With gcc 3.3.5 it gives the rather strange error:

test.cc:11: error: invalid operands of types `const char[4]' and `const
char[4]
' to binary `operator+'

If I substitute the offending line with this:

std::string s = "abc" + std::string("def");

or even with this:

std::string s = operator+("abc", "def");

then it works just ok. However, as given above it doesn't. How come?
(References to the C++ standard preferred.)

Jun 24 '06 #1

Subscribe Post Reply

1409

Thorsten Kiefer

Hi,
there is no instance of operator+(const char *,const char *).
try this :

std::string operator+(const char* a, const char *b)
{
return std::string(a)+std::string(b);
}

I don't know why "std::string s = operator+("abc", "def");" works !?!
Regards
Thorsten

Jun 24 '06 #2

Roland Pibinger

On Sat, 24 Jun 2006 21:25:45 +0300, Juha Nieminen
<no****@thanks.invalid> wrote:

Consider this:

#include <iostream>
#include <string>

std::string operator+(const char* a, const std::string& b)

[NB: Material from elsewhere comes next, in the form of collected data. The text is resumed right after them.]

PR #1162, opened 2019-09-18
Disable rendering of tag based on register

shopmike:
Shopify requires the need to be able to disable certain tags at render time based on if its ancestor is another tag.

### DIFF
--- a/lib/liquid/block_body.rb
+++ b/lib/liquid/block_body.rb
@@ -27,7 +27,7 @@ module Liquid
     end
 
     private def parse_for_liquid_tag(tokenizer, parse_context)
-      while token = tokenizer.shift
+      while (token = tokenizer.shift)
         unless token.empty? || token =~ WhitespaceOrNothing
           unless token =~ LiquidTagToken
             # line isn't empty but didn't match tag syntax, yield and let the
@@ -36,7 +36,7 @@ module Liquid
           end
           tag_name = Regexp.last_match(1)
           markup = Regexp.last_match(2)
-          unless tag = registered_tags[tag_name]
+          unless (tag = registered_tags[tag_name])
             # end parsing if we reach an unknown tag and let the caller decide
             # determine how to proceed
             return yield tag_name, markup
@@ -52,7 +52,7 @@ module Liquid
     end
 
     private def parse_for_document(tokenizer, parse_context, &block)
-      while token = tokenizer.shift
+      while (token = tokenizer.shift)
         next if token.empty?
         case
         when token.start_with?(TAGSTART)
@@ -74,7 +74,7 @@ module Liquid
             next parse_for_liquid_tag(liquid_tag_tokenizer, parse_context, &block)
           end
 
-          unless tag = registered_tags[tag_name]
+          unless (tag = registered_tags[tag_name])
             # end parsing if we reach an unknown tag and let the caller decide
             # determine how to proceed
             return yield tag_name, markup
@@ -122,7 +122,7 @@ module Liquid
       context.resource_limits.render_score += @nodelist.length
 
       idx = 0
-      while node = @nodelist[idx]
+      while (node = @nodelist[idx])
         previous_output_size = output.bytesize
 
         case node
--- a/lib/liquid/block_body.rb
+++ b/lib/liquid/block_body.rb
@@ -154,6 +154,7 @@ module Liquid
     private
 
     def render_node(context, output, node)
+      node.disabled?(context, output) && return if node.is_a?(Tag)
       node.render_to_output_buffer(context, output)
     rescue UndefinedVariable, UndefinedDropMethod, UndefinedFilter => e
       context.handle_error(e, node.line_number)
--- a/lib/liquid/block_body.rb
+++ b/lib/liquid/block_body.rb
@@ -155,12 +155,19 @@ module Liquid
 
     def render_node(context, output, node)
       return if node.is_a?(Tag) && node.disabled?(context, output)
-      node.render_to_output_buffer(context, output)
+      disable_tags(context, node.is_a?(Tag) ? node.disabled_tags : nil) do
+        node.render_to_output_buffer(context, output)
+      end
     rescue UndefinedVariable, UndefinedDropMethod, UndefinedFilter => e
       context.handle_error(e, node.line_number)
     rescue ::StandardError => e
       line_number = node.is_a?(String) ? nil : node.line_number
       output << context.handle_error(e, line_number)
+    end
+
+    def disable_tags(context, tags, &block)
+      return yield unless tags
+      context.registers['disabled_tags'].disable(tags, &block)
     end
 
     def raise_if_resource_limits_reached(context, length)
--- a/lib/liquid/block_body.rb
+++ b/lib/liquid/block_body.rb
@@ -169,7 +169,7 @@ module Liquid
     end
 
     def disable_tags(context, tags, &block)
-      return yield unless tags
+      return yield if tags.empty?
       context.registers['disabled_tags'].disable(tags, &block)
     end
 
--- a/lib/liquid/block_body.rb
+++ b/lib/liquid/block_body.rb
@@ -154,8 +154,8 @@ module Liquid
     private
 
     def render_node(context, output, node)
-      return if node.is_a?(Tag) && node.disabled?(context, output)
-      disable_tags(context, node.is_a?(Tag) ? node.disabled_tags : nil) do
+      return if node.disabled?(context, output)
+      disable_tags(context, node.disabled_tags) do
         node.render_to_output_buffer(context, output)
       end
     rescue UndefinedVariable, UndefinedDropMethod, UndefinedFilter => e
--- a/lib/liquid/block_body.rb
+++ b/lib/liquid/block_body.rb
@@ -154,7 +154,10 @@ module Liquid
     private
 
     def render_node(context, output, node)
-      return if node.disabled?(context, output)
+      if node.disabled?(context)
+        output << node.disabled_error_message
+        return
+      end
       disable_tags(context, node.disabled_tags) do
         node.render_to_output_buffer(context, output)
       end
--- a/lib/liquid/block_body.rb
+++ b/lib/liquid/block_body.rb
@@ -154,7 +154,7 @@ module Liquid
     private
 
     def render_node(context, output, node)
-      node.disabled?(context, output) && return if node.is_a?(Tag)
+      return if node.is_a?(Tag) && node.disabled?(context, output)
       node.render_to_output_buffer(context, output)
     rescue UndefinedVariable, UndefinedDropMethod, UndefinedFilter => e
       context.handle_error(e, node.line_number)
--- a/lib/liquid/locales/en.yml
+++ b/lib/liquid/locales/en.yml
@@ -26,4 +26,4 @@
     argument:
       include: "Argument error in tag 'include' - Illegal template name"
     disabled:
-      include: "'include' usage has been disabled in this context, consider using 'render'."
+      tag: "usage has been disabled in this context."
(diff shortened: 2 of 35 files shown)


shopmike:
@samdoiron @Thibaut still a WIP but the initial concept is here for review.

lib/liquid/register.rb
```diff
@@ -0,0 +1,6 @@
+# frozen_string_literal: true
+
+module Liquid
+  class Register
```
Thibaut: What would this be used for?

lib/liquid/registers/disabled_tags.rb
```diff
@@ -0,0 +1,31 @@
+# frozen_string_literal: true
+module Liquid
+  class DisabledTags < Register
+    def initialize
+      @disabled_tags = Hash.new { |h, k| h[k] = 0 }
```
Thibaut: Why keep a count and not true/false?

lib/liquid/register.rb
shopmike: Nothing as of yet, this is future-proofing I guess, setting up the fact that most people copy and paste and if they copy another register at least its inheriting this. So if you have something like sorbet you can detect this class.

lib/liquid/registers/disabled_tags.rb
shopmike: To handle nested tags
```
Include (+1) > Render (=1) > Include (+1) > Render (=2)
```
Going back down this would be 
```
Render (=2) > Include (-1) > Render (=1) > Include (-1)
```
However if they were boolean
```
Include (true) > Render (=true) > Include (true) > Render (=true)
```
Going back down this would be 
```
Render (=true) > Include (false) > !!! Render (=false) !!!  > Include (false)
``` 
So in the last one the first include toggles it back but there is still a `render` below it

lib/liquid/register.rb
Thibaut: :+1:

lib/liquid/registers/disabled_tags.rb
```diff
@@ -0,0 +1,31 @@
...
+    end
+
+    def disabled?(tag)
+      @disabled_tags[tag] > 0
+    end
+
+    def disable(tag)
+      incr(tag)
```
Thibaut: Nit: `increment`

lib/liquid/tags/include.rb
```diff
@@ -45,6 +45,7 @@ def parse(_tokens)
     end
 
     def render_to_output_buffer(context, output)
+      return output << options[:locale].t("errors.disabled.include") if context.registers['disabled_tags']&.disabled?('include')
```
Thibaut: Should we add this to `Tag` so that all tags automatically get this check?

shopmike: Is there a way in ruby to be able to do this? My mind just goes to running super but that means I'd have to change all tags to be super at the start of this method?

I have ended up simplifying this a bit to 
```
return output << disabled_response if disabled?(context)
```

shopmike:
@Thibaut is ready for final review. 

@Shopify/liquid @Shopify/guardians-of-the-liquid this introduces liquid in-built registers and the ability to register global registers against a template object with something like the following this follows a similar pattern to registering `tags` and `filters`
```
Template.register_register('disabled_tags', DisabledTags.new)
```

lib/liquid/template.rb
```diff
@@ -92,6 +92,14 @@ def tags
         @tags ||= TagRegistry.new
       end
 
+      def register_register(name, klass)
```
Thibaut: While correct, this is a bit of a weird name. How about `add_register`?

lib/liquid/registers/disabled_tags.rb
```diff
@@ -0,0 +1,31 @@
...
+    def initialize
+      @disabled_tags = Hash.new { |h, k| h[k] = 0 }
+    end
+
+    def disabled?(tag)
+      @disabled_tags[tag] > 0
+    end
+
+    def disable(tags)
+      tags.each { |tag| increment(tag) }
```
Thibaut: Protip: you can also do `tags.each(&method(:increment))`, though it's arguably not more readable.

lib/liquid/registers/disabled_tags.rb
```diff
@@ -0,0 +1,31 @@
...
+      yield
+    ensure
+      tags.each { |tag| decrement(tag) }
+    end
+
+    private
+
+    def increment(tag)
+      @disabled_tags[tag] = @disabled_tags[tag] + 1
```
Thibaut: `@disabled_tags[tag] += 1`

lib/liquid/registers/disabled_tags.rb
```diff
@@ -0,0 +1,31 @@
...
+    end
+
+    def decrement(tag)
+      @disabled_tags[tag] = @disabled_tags[tag] - 1
```
Thibaut: `@disabled_tags[tag] -= 1`

lib/liquid/registers/disabled_tags.rb
Thibaut: I think it may be more performant to not use a hash with default block. That means each time we call `disabled?` with a tag, the proc will have to run to initialize the `0` and assign the key. Instead we could be checking `@disabled_tags.key?(tag)` which would be much faster, at the cost of making `increment` / ` decrement` a 2-liner instead of 1-liner.

lib/liquid/tag.rb
```diff
@@ -38,6 +38,22 @@ def render(_context)
       ''
     end
 
+    def disabled?(context, output)
+      if context.registers['disabled_tags']&.disabled?(tag_name)
+        output << disabled_response
+      end
+    end
+
+    def disabled_response
```
Thibaut: Nit: `disabled_error_message`

lib/liquid/tag.rb
```diff
@@ -38,6 +38,22 @@ def render(_context)
...
+      "#{tag_name} #{options[:locale].t('errors.disabled.tag')}"
+    end
+
+    def disable_tags(context, tags)
+      context.registers['disabled_tags'].disable(tags) do
+        yield
+      end
```
Thibaut: Since we discussed this, just so you know this could also be written like this:
```ruby
def disable_tags(context, tags, &block)
  context.registers['disabled_tags'].disable(tags  &block)
end
```

lib/liquid/tags/include.rb
```diff
@@ -45,6 +45,7 @@ def parse(_tokens)
     end
 
     def render_to_output_buffer(context, output)
+      disabled?(context, output) && return
```
Thibaut: Nit: our styleguide is to use `return if disabled?(context, output)`

lib/liquid/tags/render.rb
```diff
@@ -22,6 +22,12 @@ def initialize(tag_name, markup, options)
     end
 
     def render_to_output_buffer(context, output)
+      disable_tags(context, %w(include)) do
```
Thibaut: `%w(include)` should be a constant

lib/liquid/tag.rb
```diff
@@ -38,6 +38,20 @@ def render(_context)
       ''
     end
 
+    def disabled?(context, output)
+      if context.registers['disabled_tags']&.disabled?(tag_name)
```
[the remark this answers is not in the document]
shopmike: This can actually come out, being a global register this is always set. I did this early on before I introduced the global registers.

lib/liquid/locales/en.yml
```diff
@@ -25,3 +25,5 @@
       render: "Syntax error in tag 'render' - Template name must be a quoted string"
     argument:
       include: "Argument error in tag 'include' - Illegal template name"
+    disabled:
+      tag: "usage has been disabled in this context."
```
Thibaut: Nit: "usage is not allowed in this context"

lib/liquid/tags/render.rb
```diff
@@ -3,6 +3,7 @@
 module Liquid
   class Render < Tag
     SYNTAX = /(#{QuotedString})#{QuotedFragment}*/o
+    DISABLED_TAGS = %w(include)
```
Thibaut: `.freeze`

shopmike:
@Thibaut @samdoiron improved with new syntax
```
class NewBlock < Liquid::Block
  disable_nested_tags "layout", "include"
end
```

lib/liquid/block_body.rb
```diff
@@ -154,14 +154,22 @@ def render_to_output_buffer(context, output)
     private
 
     def render_node(context, output, node)
-      node.render_to_output_buffer(context, output)
+      return if node.is_a?(Tag) && node.disabled?(context, output)
+      disable_tags(context, node.is_a?(Tag) ? node.disabled_tags : nil) do
```
Thibaut: Could we move all this logic in `Tag#render_to_output_buffer` so we don't have to check for `node.is_a?(Tag)` here?

lib/liquid/tag.rb
```diff
@@ -13,7 +13,15 @@ def parse(tag_name, markup, tokenizer, parse_context)
         tag
       end
 
+      def disable_nested_tags(*tags)
```
Thibaut: I would go with `disable_tags` since we don't really use the "nested" elsewhere in the implementation.

lib/liquid/tag.rb
```diff
@@ -13,7 +13,15 @@ def parse(tag_name, markup, tokenizer, parse_context)
...
+        @disabled_tags = tags
```
Thibaut: Should we do `disabled_tags << tags` so the method can be called multiple times?

lib/liquid/block_body.rb
shopmike: Sadly not as almost every tag overrides render_to_output and doesn't run super

shopmike: This is all because `Variable` isn't a tag but its treated like one. When I did Go implementation I ended up making Variable extend Tag (Identical to the new echo tag) so that all Nodes were Tags.

shopmike: `Variable` is nested pretty deep so I thought, leave it for another PR and then this can come out.

shopmike: I could possibly add these methods as blank on Variable and drop these.

lib/liquid/tag.rb
shopmike: Makes sense

lib/liquid/tag.rb
shopmike: Fair

lib/liquid/block_body.rb
Thibaut: Could we instead define `disabled?` and `disabled_tags` on all nodes? (return` false` / `[]` by default)

lib/liquid/block_body.rb
```diff
@@ -154,14 +154,22 @@ def render_to_output_buffer(context, output)
     private
 
     def render_node(context, output, node)
-      node.render_to_output_buffer(context, output)
+      return if node.disabled?(context, output)
```
Thibaut: Much better! Just one last thing: I find it weird/unexpected that `node.disabled?` ends up mutating the `output`. How about:

```ruby
if node.disabled?(context)
  output << node.disabled_error_message
  return
end
```

shopmike: Yeah this more just comes from the original way of implementing in the original tag. I'll change it over

lib/liquid/block_body.rb
```diff
@@ -154,14 +154,25 @@ def render_to_output_buffer(context, output)
...
+      end
     rescue UndefinedVariable, UndefinedDropMethod, UndefinedFilter => e
       context.handle_error(e, node.line_number)
     rescue ::StandardError => e
       line_number = node.is_a?(String) ? nil : node.line_number
       output << context.handle_error(e, line_number)
     end
 
+    def disable_tags(context, tags, &block)
+      return yield unless tags
```
Thibaut: Should this be `if tags.empty?`? (since the default is `[]`, which is truthy)

shopmike: 👍 was handling nils before, it's just a shortcut to avoid running extra logic.

Thibaut:
(don't forget to squash)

BTW, this function is already implemented by std::(basic_)string.

Jun 24 '06 #3

Alf P. Steinbach

* Juha Nieminen:

Consider this:

#include <iostream>
#include <string>

std::string operator+(const char* a, const std::string& b)
{
return std::string(a)+b;
}

int main()
{
std::string s = "abc" + "def";
std::cout << s << std::endl;
}

You can overload an operator on class or enum type. You can not
overload the built-in operators. The usage

"abc" + "def"

invokes the built-in operator+, with invalid arguments.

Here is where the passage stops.